I can relate. Can you?

I can’t wait to learn how having a better understanding of the inner workings of my brain and of my daughter’s brain will improve our relationship and my life in general. Adolescent attitude as gift? “Hmmm,” I say, tongue in cheek or maybe not. I can appreciate Siegel’s point that my teenager may have much to teach me about reconnecting to a life of vitality, creativity and fun. I witness hers every day.       

 

5 Comments

  1. This was a great post – one to which I can totally relate. I feel there is a fine line between empathy and being judgmental. If we are that which we have experienced, where do those lines intersect?
    Forever struggling to find out,
    W

  2. I appreciate what you've written so much, Tracey. Thank you for your very personal reflections on the book, and for sharing so honestly. I too know what it's like to butt heads with a teenager and try to use rational thought or logic to appeal to them. It just doesn't work that way, and all it does is, as you say, raise our blood pressure. The pain is real none the less. You've been so brave to look at yours and walk this journey next to your daughter, rather than trying to drag her somewhere. You both have blossomed in the process. Damn, if our kids don't have things to teach us!

  3. Empathy is a big one. I try to practice it everyday and it's not easy. It's so much easier to get angry but as the Dalai Lama always says… Anger will not change anyone, only compassion and empathy will.

  4. Thank you Wendy, Maria and Crystal–That's a great question Wendy..maybe I'll turn it into a post! That's the work, learning and continuing to work on how to put our preconceived notions aside so we can get to the core empathy. It's so hard! Ongoing work, for me anyway. Especially as it relates to anger, like you say Crystal. Anger is and always has been my go-to. It's so easy, much easier than understanding where the anger is coming from or what fear and hurt it's originating from.

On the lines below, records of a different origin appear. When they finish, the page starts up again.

Issue #271, opened 2019-12-14
Unused alt labels sorted per region


michihdeu:
http://travelmapping.net/logs/unusedaltlabels.log

The file is huge and not sorted by region. It's hard for a highway data manager to find his relevant entries.

It would be nice to have a file per region like we have for [NMPs](http://travelmapping.net/logs/nmpbyregion/).

yakra:
Or how about the same single file, just sorted by region?

yakra:
Until the file actually comes pre-sorted, on noreaster you can type
`sort unusedaltlabels.log | less`
to sort the file and then pipe it into a basic viewer that lets you scroll around with arrow keys, Page Up, Page Down, Home and End.

michihdeu:
I just want the file being empty........ Like data check......

I'm able to find the relevant lines but I'm not sure that all highway data managers find their lines nor that they are even aware of it....................... it's just.....

jteresco:
To me, worrying about the unused alt labels is a pretty low priority.  There's little cost to the existing at site update time, and I think zero cost in the DB or front end.  The only time they matter is when a waypoint label is added or changed and it conflicts with an existing unused alt label.

If we wanted to clean them all up, an automated process seems to be in order.  One pass and we're done, then can watch for new ones creeping in as highway data and list files change.

yakra:
@jteresco wrote:
> There's little cost to the existing at site update time,

The only cost is when a label in a .list file line doesn't match a point's primary label. Then, we iterate thru AltLabels. So the only cost here is when unused AltLabels come before used ones in a given point's AltLabel list, and we have to interate past & check the unused ones before matching the used ones. Not a big cost.

@jteresco wrote:
> and I think zero cost in the DB or front end

Yep. AltLabels are handled in the siteupdate side, during the `TravelerList` constructor. None of that info ever makes it into the DB.

@jteresco wrote:
> If we wanted to clean them all up, an automated process seems to be in order. One pass and we're done, then can watch for new ones creeping in as highway data and list files change.

For my part, I've been purposefully leaving a few in:
* PE1, AB1, AB16, MB1 and MB100 all have unused AltLabels, which are still in use in their corresponding TCH routes. I've only eliminated AltLabels unused in *both* routes, to ensure there are no diffs between the corresponding TCH / provincial files.
* Leaving notes:
[...]

PR #273, opened 2019-12-16
sort unusedaltlabels.log lines

yakra:
For #271. Not a file per region as @michihdeu originally suggested, but instead keeping the original single file, only sorted by region.


jteresco:
Good to go live tonight?

yakra:
Good to go live.

jteresco:
Pulled onto noreaster for the site update in progress, thanks.

PR #280, opened 2019-12-30
no-mutex NMPs

### LINKED ISSUE #141: idea: replace per-point NMP lists with a method
Replacing per-point NMP lists with a method could potentially save us a bit of RAM headroom.
Overall CPU time would be about a wash, I think.
Something to investigate.

yakra:
Closes #141.
More improvements to come, that should also benefit the Python version.


yakra:
> More improvements to come, that should also benefit the Python version.

The code has been committed since Dec 30th. I'm working on making some pretty graphs to go along with the pull request.

PR #284, opened 2020-03-21
improved speed & parallelism when reading WPTs

yakra:
Closes https://github.com/yakra/DataProcessing/issues/111. This picks up where #280 left off, improving multi-threaded performance `Reading waypoints for all routes` by moving unique location counting & colocation detection *(parts of these improvements also found their way into siteupdate.py, removing some redundant iteration down thru quadtree nodes)* to where it's not necessary to keep the quadtree locked, and then finally reworking WaypointQuadtree::mtx to lock individual nodes, allowing different branches of the quadtree to be refined in parallel.

Graphs were produced by grepping the beginning and ending timestamps for a given task in siteupdate.log files (3000 in total!) produced by the different binaries, averaging the times of 10 different runs each.

* The blue line shows time `reading waypoints for all routes` before #280, back when NMP detection was still included in this task.
* The 3 red-orange lines represent the changes in #280, when NMP detection was carved out to be done separately. The solid line, the sum of the two dotted/dashed lines, is the time spent performing both tasks, and thus our basis of comparison against the blue line.
* The remaining (yellow, green, purple) lines are for reading WPTs only, sans NMPs, and should be compared to the upper dashed line, "readWPT".

---
lab2
IMO our sanest & nicest-looking graph overall. Lab2's 20MB L3 cache helps it scale up to a higher number of threads, making it just barely faster at this task than the faster-clocked lab1.

---
lab3
Here we see our bottleneck(s) as a big factor in 30d84fd, and the effects of removing it.
I would *assume* that if our only bottleneck were the mutex, with nothing else at play, our time would make an asymptotic approach to the time required to do the effectively single-threaded bits, and then stay relatively flat. What we see is efficiency peaking early, and things quickly getting worse. My suspicion = memory; lab3 has 15MB L3 cache, and 1333 MHz RAM vice lab2's 1600. When we have to start going (earlier) to slower main memory for our data, it's all over.
By contrast, 10f9c92 calms things down quite a bit. Once NMPs are out of the equation, we're working with a smaller data set at once, and can keep more of what we're using in cache.

---
lab1
Raw clock speed gives lab1 an initial edge, but it starts to feel the slowdown a bit earlier. 8MB L3 cache here.

---
lab1_5
Wow. Worst of both worlds on lab1.5: 8MB L3 cache + 1333 MHz RAM clock = ouch!
What we ***don't*** see here: While expectedly slower at this particular task, lab1.5 runs siteupdate faster overall than lab1 (speed records are 42.5s & 48.5s respectively). This despite a Xeon E3-1230 CPU (vice an E3-1230 v2) with slightly slower clock speed and 1333 MHz RAM instead of 1600. I've not yet checked out what tasks account for the time savings.
Potential factors: Different OS. Different chipset?

---
bt
[And now last, but not to be the least,](https://www.youtube.com/watch?v=ppttxQoc74Q&t=1m32s) BiggaTomato, my daily driver desktop. The 30d84fd line looks a bit funky here, but it doesn't appear to be an artifact of low sample size; the data checks out. Weird.

---
If you'd like, I'll give an extra run thru the stats, logs and graphs and make sure everything checks out compared to what's in the master branch now.

### DIFF
--- a/siteupdate/cplusplus/classes/Route/read_wpt.cpp
+++ b/siteupdate/cplusplus/classes/Route/read_wpt.cpp
@@ -63,9 +63,7 @@ void Route::read_wpt
 			  if (al[c] >= 'a' && al[c] <= 'z') al[c] -= 32;
 			unused_alt_labels.insert(al);
 		}
-		all_waypoints->mtx.lock();
 		all_waypoints->insert(w, 1);
-		all_waypoints->mtx.unlock();
 
 		// single-point Datachecks, and HighwaySegment
 		w->out_of_bounds(datacheckerrors, fstr);
--- a/siteupdate/cplusplus/classes/Route/read_wpt.cpp
+++ b/siteupdate/cplusplus/classes/Route/read_wpt.cpp
@@ -63,20 +63,8 @@ void Route::read_wpt
 			  if (al[c] >= 'a' && al[c] <= 'z') al[c] -= 32;
 			unused_alt_labels.insert(al);
 		}
-		// look for colocated points
 		all_waypoints->mtx.lock();
-		Waypoint *other_w = all_waypoints->waypoint_at_same_point(w);
-		if (other_w)
-		{	// see if this is the first point colocated with other_w
-			if (!other_w->colocated)
-			{	other_w->colocated = new std::list<Waypoint*>;
-						     // deleted on termination of program
-				other_w->colocated->push_front(other_w);
-			}
-			other_w->colocated->push_front(w);
-			w->colocated = other_w->colocated;
-		}
-		all_waypoints->insert(w);
+		all_waypoints->insert(w, 1);
 		all_waypoints->mtx.unlock();
 
 		// single-point Datachecks, and HighwaySegment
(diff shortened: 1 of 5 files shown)


jteresco:
I'm willing to give the python version a shot with tonight's update.  Reasonable?

yakra:
Reasonable, yes, though I'd hate for any unintended glitches to sneak into the "official" commit history.
I was thinking more of the Python version when I made that comment.

yakra:
Gimme maybe 30 minutes? ;)

jteresco:
I'm going to give it a shot.

jteresco:
Sure.  Comment here or email when you're ready for me to launch a site update.

yakra:
Will comment when ready. Running both versions of siteupdate.py.
I have a shell script that automates comparing stats, logs, nmp_merged files, and graphs. Makes that all a lot easier.

yakra:
LOL nevermind! ;)
Noticed I was running siteupddate.py with one thread as per my SOP, decided that the "full abundance of caution route" would be to use 4 threads, and considered starting over...

yakra:
Ready!

jteresco:
And launched, thanks.

yakra:
Python DIFFs are good.

yakra:
C++ DIFFs good too.

Edited the OP to add:
>  Though lab3 is a dual CPU machine with a RAM bank for each CPU socket, this does not seem to double its memory bandwidth.

yakra:
ping @seaweedfactory @fl0gnap -- pretty pictures!

PR #305, opened 2020-04-12
error checks for field lengths

### LINKED ISSUE #56: Datachecks for field lengths
A system should be put in place where all entries from TM data files that end up in DB fields are checked for length to avoid problems like https://github.com/TravelMapping/Web/issues/195 .

A set of constants should be introduced to the site update program to make sure these values are consistent among all checks and when DB tables are created.

### LINKED ISSUE #247: error checks in C++ but not Python
**siteupdate.cpp**
```C++
el.add_error("Could not parse updates.csv line: [" + line + "], expected 5 fields, found 1");
el.add_error("Could not parse systemupdates.csv line: [" + line + "], expected 5 fields, found 1");
```
---
**Route.cpp** (the 2nd & 3rd tie into #56)
```C++
el.add_error("Unrecognized region in " + system->systemname + ".csv line: [" + line + "], " + line.substr(left+1, right-left-1));
el.add_error("Banner >6 characters in " + system->systemname + ".csv line: [" + line + "], " + banner);
el.add_error("Abbrev >3 characters in " + system->systemname + ".csv line: [" + line + "], " + abbrev);
```
---
**ConnectedRoute.cpp** (#56 again)
```C++
el.add_error("Banner >6 characters in " + system->systemname + "_con.csv line: [" + line + "], " + banner);
```
---
**HighwaySystem.cpp**
```C++
el.add_error("Could not find country matching " + systemsfile + " line: " + line);
```

### LINKED ISSUE #295: check all CSV lines for correct # of fields
to be addressed in tandem with #56 & #247

### LINKED ISSUE #297: PlaceRadius.place
The word "place" WRT area graphs is ambiguous. It can refer to:
* the [place](https://github.com/TravelMapping/DataProcessing/blob/889af2dba73d471cfe68c5cc33f76d745a692f61/siteupdate/python-teresco/siteupdate.py#L1603) property of a `PlaceRadius` object, corresponding to the 1st column of [areagraphs.csv](https://github.com/TravelMapping/HighwayData/blob/7482ea9e55271c0fa5f67544de18761c115dd883/graphs/areagraphs.csv#L1).
* the 2nd column of [areagraphs.csv](https://github.com/TravelMapping/HighwayData/blob/7482ea9e55271c0fa5f67544de18761c115dd883/graphs/areagraphs.csv#L1), corresponding to the [base](https://github.com/TravelMapping/DataProcessing/blob/889af2dba73d471cfe68c5cc33f76d745a692f61/siteupdate/python-teresco/siteupdate.py#L1604) property of a `PlaceRadius` object.

I'd like to clarify, and change the `PlaceRadius` variable to `descr`, and the areagraphs.csv column to base. Any objections?

### LINKED ISSUE #298: HighwaySystem ctor: deleted pointer / non-numeric Tier value
The HighwaySystem ctor assumes valid systems.csv input; it isn't designed to cope with a non-numeric Tier value:
`tier = *strtok(0, ";")-48;`
We dereference the pointer to the Tier field string to grab just the first character, and convert from a `char` to the int it represents.
So for a value of `QUACK!`, we grab the `Q`, ascii 81, and subtract 48 to arrive at a tier value of 33.
Back at the siteupdate `main` function, we call `hs->is_valid()` which returns False because it checks for a tier > 5.
So we delete the invalid `HighwaySystem`'s pointer -- and then attempt to follow it, resulting in reams of garbage output to the terminal.
https://github.com/TravelMapping/DataProcessing/blob/54a8482ddeb6128eb4f3e800690981c88e526da1/siteupdate/cplusplus/siteupdate.cpp#L207-L209
Change this to:
```C++
if (hs->is_valid())
{	highway_systems.push_back(hs); 
	cout << hs->systemname << '.' << std::flush;
}
else delete hs; 
```

Let's keep the check for a tier value of <1; that's simple enough. Changing `tier` from an `unsigned short` to a `short` will flag more values that are too low, instead of converting negative to large positive numbers.

Leaning toward scrapping the check for a tier > 5:
* The better way to do this would be to [use a constant](https://github.com/TravelMapping/DataProcessing/issues/56), and that seems a bit mission-creepy.
* The site could conceivably use larger tier #s in the future, and AFAIK larger values pose no problem on the Web side of things.

As far as doing a check for mixed alphanumeric values such as `3A` or full-on non-numeric, it comes down to how much we really care about doing this. **Edit:** Done.

* [x] fix siteupdate.cpp
* [x] `unsigned short` -> `short`
* [x] scrap the check for tier > 5
* [x] ~replace `HighwaySystem::is_valid()` function with a variable. Simpler, and could do a better job at invalid Levels starting with 'a', 'p', or 'd'.~ Nah. If we make it to the point where a Level value is assigned, we're good. Check for that.

yakra:
closes #56
closes #247
closes #295
closes #297
closes #298
closes https://github.com/yakra/DataProcessing/issues/120


yakra:
Ping @fmccann -- this is what happens when I refuse to eve give up 0.1s of speed:
https://github.com/TravelMapping/DataProcessing/blob/cb5270a5e92db6014463fd18c3bd05edb8897c48/siteupdate/cplusplus/functions/split.cpp#L1-L10

PR #307, opened 2020-04-14
malformed URL cleanup & robustness

### LINKED ISSUE #299: string -> number conversions
**Py:** We can avoid crashes when attempting to convert a non-numeric string to a number by using `try`/`except`/`else`.

Some (but not all) applications:
* [x] [Tier values in systems.csv](https://github.com/TravelMapping/DataProcessing/issues/298)
* [x] The MALFORMED_LAT & MALFORMED_LON datachecks could be rewritten to be more simple & compact. And *maybe* it might even help efficiency in the process.
* **C++:** malformed URL datachecks [already use](https://github.com/TravelMapping/DataProcessing/blob/166bc2c08340557c30d8bd92589fcd3ad4e370dd/siteupdate/cplusplus/classes/Waypoint/Waypoint.cpp#L112-L113) [strtod](http://www.cplusplus.com/reference/cstdlib/strtod/). ~A similar wasted opportunity for brevity and probably speed.~
* [x] search cplusplus/ for `strto`
* [x] search siteupdate.py for `int(` and `float(`

### LINKED ISSUE #302: MALFORMED_LAT, MALFORMED_LON & LABEL_TOO_LONG robustness
Need to take care to get the MALFORMED_LAT, MALFORMED_LON & LABEL_TOO_LONG datachecks right. Data inserted into `datacheckErrors.label1` and `datacheckErrors.value` must be neither:
* overlength
* truncated in the middle of a multi-byte character

It's very rare that this would actually happen, but gotta do it right.

---
LABEL_TOO_LONG cases should be [ignored, similar to the malformed URL cases](https://github.com/TravelMapping/DataProcessing/issues/57#issuecomment-449656914).
**Rationale:** To not ignore it means putting it in the DB, which means truncating the label to something of legal length. This truncated label could then end up in a .list file, and thus pointsinuse.log. Copying from there and pasting into wptedit would not flag the label as in-use, because the full label from the .wpt code doesn't match the truncated one from pointsinuse.log. It could too easily lead us to breaking .list files.

### LINKED ISSUE #306: Time for an @yakra addition as another author on this
https://github.com/TravelMapping/DataProcessing/blob/7253076524e54e49aff9ddf5ddffddab7d630226/siteupdate/python-teresco/siteupdate.py#L6

yakra:
closes #299
closes #302
closes #306

### DIFF
--- a/siteupdate/cplusplus/classes/Waypoint/Waypoint.cpp
+++ b/siteupdate/cplusplus/classes/Waypoint/Waypoint.cpp
@@ -44,74 +44,35 @@ Waypoint::Waypoint(char *line, Route *rte, std::mutex *strtok_mtx, DatacheckEntr
 		lat = 0;	lng = 0;	return;
 	}
 	bool valid_coords = 1;
-
-	// make sure lat= string is valid
-	size_t point_count = 0;
-	for (const char *c = URL.data()+latBeg; *c != '&' && *c != 0; c++)
-	{	// check for multiple decimal points
-		if (*c == '.')
-		{	point_count += 1;
-			if (point_count > 1)
-			{	//std::cout << ("\nWARNING: Malformed URL in " + route->root + ", line: ") + line << std::endl;
-				size_t ampersand = URL.find('&', latBeg);
-				datacheckerrors->add(route, label, "", "", "MALFORMED_LAT",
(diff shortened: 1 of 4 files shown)


jteresco:
Close and reopen mean we're good to go live with this for tonight?

yakra:
Good to go live. I considered and rejected making a cosmetic change to a couple lines.

PR #665, opened 2021-06-24
Organize host builder patterns

twsouthwick:
This separates out the commands to separate classes to clean up what is done in Program.cs


mjrousos (approved):
LGTM

PR #666, opened 2021-06-25
Move UpgradeOptions into CLI class

twsouthwick:
UpgradeOptions should be an implementation detail of the CLI as it is tightly bound to the command line parsing. The names on it cannot be changed without breaking that binding, and has ended up being a bag of a bunch of options.

This change introduces new options for the parts of the system that needed it and flows the values to them via:

- Directly configuring the options in the ConfigureServices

And yes, Maria!! Damn, our kids do have so much to teach us…I learn from mine every single day! Thank you all.

  5. A great post – such a serious topic and with humor (as usual… I love it!).

    Empathy is critical in my relationships. If someone doesn't "get me" at least most of the time, the relationship is not fulfilling. I think I am empathetic most of the time. When I'm not, I think I'm being judgmental, like I might think to myself, "That's not such a big deal… especially if that is your biggest problem!" I'd better get better at this, and work on not being judgmental. It's important. It can be difficult.

    My question: Is it ever okay to be judgmental? Like when someone says, "We ate at Outback on Friday night, CPK on Saturday night and on Sunday we saw a movie at the theater and then ate at the Lazy Dog Cafe. Oh, and did I tell you that the phone company turned off my service because I hadn't paid my bill on time?"